Troubleshooting the top 10 Kubernetes errors

As Kubernetes adoption continues to soar, even seasoned engineers can find themselves grappling with perplexing errors.

Whether you're managing a handful of pods or an enterprise-scale cluster, these common hiccups can leave you with a Kubernetes troubleshooting nightmare.

The challenges only grow when you start to introduce:

Different environments, like edge and airgapped sites
More teams of administrators and developers, each with different access privileges
More complex stacks of software integrations in each cluster, each with images and dependencies

Let's look at ten of the most common Kubernetes errors and arm you with debugging strategies, useful tools, and resources to keep your deployments running smoothly.

1. CrashLoopBackOff

A Kubernetes error message was so frequent and feared that it spawned its own memes.

What does it mean?

The error CrashLoopBackOff means a containerized application within a pod is repeatedly crashing after starting. After the crash, the kubelet restarts the container, it crashes again, then backs off and waits to try again.

What’s the cause?

Application code issues
Misconfiguration
Missing dependencies
Insufficient resources

How can you troubleshoot it?

1. Inspect the logs of the crashing pod using:

kubectl logs <pod_name>

This command helps you identify the root cause by showing the output and error logs of the application running inside the pod.

2. Check the event logs for the pod:

kubectl describe pod <pod_name>

This provides detailed information about the pod's lifecycle and recent events, which can indicate configuration issues or resource constraints.

3. Inspect previous container instances with:

kubectl describe pod <pod-name> -p

This shows you the logs of the pod before it crashed. You can use -p or --previous.

4. Adjust resource limits (CPU, memory) if needed. To adjust resource limits in a Pod, you need to modify the pod’s YAML specification to include the resource requests and limits under each container specification. Resource requests specify the amount of CPU and memory a container needs, while resource limits specify the maximum amount it can use. Here's an example for a Pod:

apiVersion: v1
kind: Pod
metadata:
  name: mypod
spec:
  containers:
  - name: mycontainer
    image: myimage
    resources:
      requests:
        memory: "64Mi"
        cpu: "250m"
      limits:
        memory: "128Mi"
        cpu: "500m"

Here's an example for a Kubernetes Deployment:

apiVersion: apps/v1
kind: Deployment
metadata:
  name: mydeployment
spec:
  replicas: 3
  selector:
    matchLabels:
      app: myapp
  template:
    metadata:
      labels:
        app: myapp
    spec:
      containers:
      - name: mycontainer
        image: myimage
        resources:
          requests:
            memory: "64Mi"
            cpu: "250m"
          limits:
            memory: "128Mi"
            cpu: "500m"

• requests: The minimum amount of CPU and memory required for the container.
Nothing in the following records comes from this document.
PR #590, opened 2021-01-25
K8s version upgrade from 1.20.0 to 1.20.2 for upgrade workflow.

smoshiur1237:
Kubernetes version change for upgrade workflow. Also added a fix for unqualified image error: ImageInspectError issue.


fmuyassarov (commented):
LGTM

namnx228:
lgtm

kashifest (approved):
/test-upgrade-features

kashifest (commented):
The kubernetes version is now by default 1.20.2, so your code will not work since 1.20.2 is not < than 1.20.2

smoshiur1237:
> The kubernetes version is now by default 1.20.2, so your code will not work since 1.20.2 is not < than 1.20.2

Yes you are right. I don't have any option to upgrade from 1.20.2 to 1.20.3. We need to wait for newer version of the kubernetes.

fmuyassarov (approved):

PR #596, opened 2021-02-03
Prepull container images hosted in docker hub

fmuyassarov:
In Nordix we are building Jenkins CI images on a daily bases. As part building those images we are running 01* script. This patch ensures that we download all the container images (hosted in Docker hub) needed during integration test in dev-env.
Fixes: https://github.com/metal3-io/project-infra/issues/166


fmuyassarov:
We have decided to prepull container images within Nordix/airship-dev-tools scripts.
/close

PR #599, opened 2021-02-11
Allow setting the lease expiry for DHCP

cybertron:
Newer versions of libvirt (6.3.0 and up) allow the lease expiry to
be set for hosts. We have some functionality that depends on using
infinite leases, so we would like to be able to set this through
metal3-dev-env.

### DIFF
--- a/vm-setup/roles/libvirt/templates/network.xml.j2
+++ b/vm-setup/roles/libvirt/templates/network.xml.j2
@@ -41,7 +41,9 @@
         {% set ironic_name = ironic_prefix + flavor + "_" + num|string %}
         {% set hostname_format = lookup('vars', flavor + '_hostname_format', default=flavor + '-%d') %}
         {% set hostname = hostname_format % num %}
-      <host mac='{{ node_mac_map.get(ironic_name).get(item.name)}}' name='{{hostname}}' ip='{{item.dhcp_range_v4[0]|ipmath(ns.index|int)}}'/>
+      <host mac='{{ node_mac_map.get(ironic_name).get(item.name)}}' name='{{hostname}}' ip='{{item.dhcp_range_v4[0]|ipmath(ns.index|int)}}'>
+        <lease expiry='{{ item.lease_expiry }}'/>
+      </host>
         {% set ns.index = ns.index + 1 %}
       {% endfor %}
     {% endfor %}
@@ -88,7 +90,9 @@
         {% set ironic_name = ironic_prefix + flavor + "_" + num|string %}
         {% set hostname_format = lookup('vars', flavor + '_hostname_format', default=flavor + '-%d') %}
         {% set hostname = hostname_format % num %}
-        <host id='00:03:00:01:{{ node_mac_map.get(ironic_name).get(item.name)}}' name='{{hostname}}' ip='{{item.dhcp_range_v6[0]|ipmath(ns.index|int)}}'/>
+        <host id='00:03:00:01:{{ node_mac_map.get(ironic_name).get(item.name)}}' name='{{hostname}}' ip='{{item.dhcp_range_v6[0]|ipmath(ns.index|int)}}'>
+          <lease expiry='{{ item.lease_expiry }}'/>
+        </host>
         {% set ns.index = ns.index + 1 %}
       {% endfor %}
     {% endfor %}
--- a/vm-setup/roles/common/defaults/main.yml
+++ b/vm-setup/roles/common/defaults/main.yml
@@ -64,6 +64,8 @@ networks:
     dhcp_range_v6:
       - "{{ virsh_dhcp_v6_start }}"
       - "{{ virsh_dhcp_v6_end }}"
+    # libvirt defaults to minutes as the unit
+    lease_expiry: 60
     nat_port_range:
       - 1024
       - 65535


hardys:
I triggered test-integration which may confirm - but do we know what libvirt version is expected in the supported Ubuntu release?

vm-setup/roles/libvirt/templates/network.xml.j2
```diff
@@ -41,7 +41,9 @@
         {% set ironic_name = ironic_prefix + flavor + "_" + num|string %}
         {% set hostname_format = lookup('vars', flavor + '_hostname_format', default=flavor + '-%d') %}
         {% set hostname = hostname_format % num %}
-      <host mac='{{ node_mac_map.get(ironic_name).get(item.name)}}' name='{{hostname}}' ip='{{item.dhcp_range_v4[0]|ipmath(ns.index|int)}}'/>
+      <host mac='{{ node_mac_map.get(ironic_name).get(item.name)}}' name='{{hostname}}' ip='{{item.dhcp_range_v4[0]|ipmath(ns.index|int)}}'>
+        <lease expiry='{{ item.lease_expiry }}'/>
```
hardys, line 45: Should this be conditional on item.lease_expiry being defined?

fmuyassarov:
> I triggered test-integration which may confirm - but do we know what libvirt version is expected in the supported Ubuntu release?

Description above says we need libvirt 6.3.0+. I just checked from the CI, and Ubuntu 20.04 based CI shows that we have 6.0.0 version, 
```
ubuntu@ci-test-vm-20210225133921-xphj:~$ sudo virsh --version
6.0.0
```
which is installed [here](https://github.com/metal3-io/metal3-dev-env/blob/c6f9b23c0906a068dded9056f10b9acf5d3c25bb/vm-setup/roles/packages_installation/defaults/main.yml#L2). I'm wondering if we can install [7.0.0](https://www.libvirt.org/news.html#v7-0-0-2021-01-15) version on Ubuntu by specifying the version implicitly during installation.

cybertron (commented):
I've been using this locally for a while now and have noticed a couple of odd things with the advanced-virtualization version of libvirt. Neither prevent use of it, but I'm wondering if we don't want to force installation of the newer version and just document what version of libvirt is needed for this particular feature? That would save us from having to deal with the distro-specific methods of getting the correct version.

maelk:
Could you please elaborate on the use case you are trying to cover ? as is now, there would not be any choice from the user point of view (except if the user is using the roles directly, not via the high level scripts). Would it make sense to introduce a configuration variable and pass it to ansible ?

cybertron:
I'm looking to support setting infinite leases from dev-scripts. I have a patch up that makes use of this configuration: https://github.com/openshift-metal3/dev-scripts/pull/1191

I'm not sure how broadly applicable this is. It's for an OpenShift feature that does some special handling of infinite leases, which I think is a little unusual. If you think others might want to use it I can wire something in though.

maelk:
If it is openshift specific, then maybe it should not be added here

cybertron:
OpenShift is based on metal3 though. Without this we can't use metal3-dev-env to do development and testing.

hardys:
@cybertron IIRC this is actually testing a feature of NetworkManager, so it's not specific to OpenShift (although the requirement originated there)?

@maelk the [dev-scripts](https://github.com/openshift-metal3/dev-scripts/) repo has some dependencies on metal3-dev-env, specifically `centos_install_requirements.sh` and the ansible roles - we could fork those pieces but the idea is to reduce duplicated effort when we need basically the exact same test setup for upstream metal3 testing, and metal3-enabled OpenShift.

fmuyassarov:
> @cybertron IIRC this is actually testing a feature of NetworkManager, so it's not specific to OpenShift (although the requirement originated there)?
> 
> @maelk the [dev-scripts](https://github.com/openshift-metal3/dev-scripts/) repo has some dependencies on metal3-dev-env, specifically `centos_install_requirements.sh` and the ansible roles - we could fork those pieces but the idea is to reduce duplicated effort when we need basically the exact same test setup for upstream metal3 testing, and metal3-enabled OpenShift.

Note that `centos_install_requirements.sh` has been replaced by Ansible [script](https://github.com/metal3-io/metal3-dev-env/blob/master/vm-setup/roles/packages_installation/tasks/centos_required_packages.yml) in https://github.com/metal3-io/metal3-dev-env/pull/574.

cybertron:
I've removed the requirements part entirely. I'm not sure we should be forcing people to pull in a newer version of libvirt if they don't need it. Older releases of libvirt will just drop the lease configuration, and anyone who wants to use custom lease expirations can make sure they have the necessary libvirt themselves. That way it's a conscious choice, not something that might come as a surprise.

cybertron:
Hmm, the centos job seems to have gotten stuck.

/test-centos-integration

furkatgofurov7:
Hi @cybertron seems there was a glitch in CI by that time, re-triggering all tests once again since we have had changes recently to run integration tests.  

/test-centos-integration
/test-integration
/test-v1a4-centos-integration
/test-v1a4-integration

furkatgofurov7 (commented):
/lgtm

cybertron:
> Hi @cybertron seems there was a glitch in CI by that time, re-triggering all tests once again since we have had changes recently to run integration tests.

Thanks, I've been meaning to ask about this. Looks like it's still working!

• limits: The maximum amount of CPU and memory that the container can use.

• memory: Memory is specified in bytes, with suffixes like K, M, G, Ki, Mi, Gi.

• cpu: CPU is specified in millicores (m). For example, 250m means 0.25 CPU cores.

Useful Resources:

Kubernetes Official Documentation on Pod Lifecycle

2. ImagePullBackOff

What does it mean?

When Kubernetes creates a pod, it looks in the pod specification for the container image it needs, and attempts to pull it from the specified registry. If it can’t retrieve the image, it backs off.

What causes it?

Incorrect image name or tag
Authentication issues with the registry
Network problems

How can you troubleshoot it?

1. Check the image name and tag in your deployment configuration to ensure they are correct.

2. Ensure you have the correct credentials for the container registry and that they are configured in your Kubernetes cluster. Check your registry credentials with:

kubectl get secret

3. Use the describe command to get more details:

kubectl describe pod <pod_name>

4. Test network connectivity to your registry.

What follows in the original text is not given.